An exact copy of all the data is required.

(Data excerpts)
=== Section Start ===

PR #403, opened 2020-05-21
ed: handle Unicode beyond the BMP correctly in list mode.

phonologus:
In list mode, `ed` does not display Unicode codepoints beyond the Basic Multingual Plane correctly. For example, the 😀 emoji (codepoint `U01F600`) should be displayed in list mode as something like `\x01f600`. Instead, we get `\xR600`, which is gibberish.

However, fixing display mode to print every non-ASCII character as an eight-glyph string (`\xhhhhhh`) is hugely distracting, as BMP and/or ASCII codepoints predominate most texts, and list mode becomes cluttered with leading zeros.

One solution is to have `ed` display in list mode only the digits actually needed: two digits for non-printing ASCII; four digits for non-ASCII BMP codepoints, and six digits for codepoints beyond the BMP.

However, if we retain the single `\x` sigil, we create ambiguities: is `\x10f600` a single codepoint, or is it a sequence `\x10f6` followed by the two literal ASCII characters `00`? One solution to this is to make use of three distinct sigils: `\xhh` for non-printing ASCII; `\uhhhh` for non-ASCII BMP codepoints, and `\Uhhhhhh` for codepoints beyond the BMP.

This fix implements exactly this protocol, and updates the `ed(1)` manpage accordingly.

### DIFF
--- a/man/man1/ed.1
+++ b/man/man1/ed.1
@@ -441,10 +441,18 @@ a backspace as
 .LR \eb ,
 backslashes as
 .LR \e\e ,
-and non-printing characters as
+and non-printing ASCII characters as
 a backslash, an
 .LR x ,
-and four hexadecimal digits.
+and two hexadecimal digits.
+non-ASCII characters in the Basic Multilingual Plane
+are printed as a backslash, a small
+.LR u ,
+and four hexadecimal digits; and characters above the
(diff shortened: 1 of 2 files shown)


rsc:
Thanks. I pushed this but changed U<6 digits> to U<8 digits> to match Go syntax.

=== Section End ===

## TASK RESPONSE
PR #403, opened 2020-05-21
ed: handle Unicode beyond the BMP correctly in list mode.

phonologus:
In list mode, `ed` does not display Unicode codepoints beyond the Basic Multingual Plane correctly. For example, the 😀 emoji (codepoint `U01F600`) should be displayed in list mode as something like `\x01f600`. Instead, we get `\xR600`, which is gibberish.

However, fixing display mode to print every non-ASCII character as an eight-glyph string (`\xhhhhhh`) is hugely distracting, as BMP and/or ASCII codepoints predominate most texts, and list mode becomes cluttered with leading zeros.

One solution is to have `ed` display in list mode only the digits actually needed: two digits for non-printing ASCII; four digits for non-ASCII BMP codepoints, and six digits for codepoints beyond the BMP.

However, if we retain the single `\x` sigil, we create ambiguities: is `\x10f600` a single codepoint, or is it a sequence `\x10f6` followed by the two literal ASCII characters `00`? One solution to this is to make use of three distinct sigils: `\xhh` for non-printing ASCII; `\uhhhh` for non-ASCII BMP codepoints, and `\Uhhhhhh` for codepoints beyond the BMP.

This fix implements exactly this protocol, and updates the `ed(1)` manpage accordingly.

### DIFF
--- a/man/man1/ed.1
+++ b/man/man1/ed.1
@@ -441,10 +441,18 @@ a backspace as
 .LR \eb ,
 backslashes as
 .LR \e\e ,
-and non-printing characters as
+and non-printing ASCII characters as
 a backslash, an
 .LR x ,
-and four hexadecimal digits.
+and two hexadecimal digits.
+non-ASCII characters in the Basic Multilingual Plane
+are printed as a backslash, a small
+.LR u ,
+and four hexadecimal digits; and characters above the
(diff shortened: 1 of 2 files shown)


rsc:
Thanks. I pushed this but changed U<6 digits> to U<8 digits> to match Go syntax.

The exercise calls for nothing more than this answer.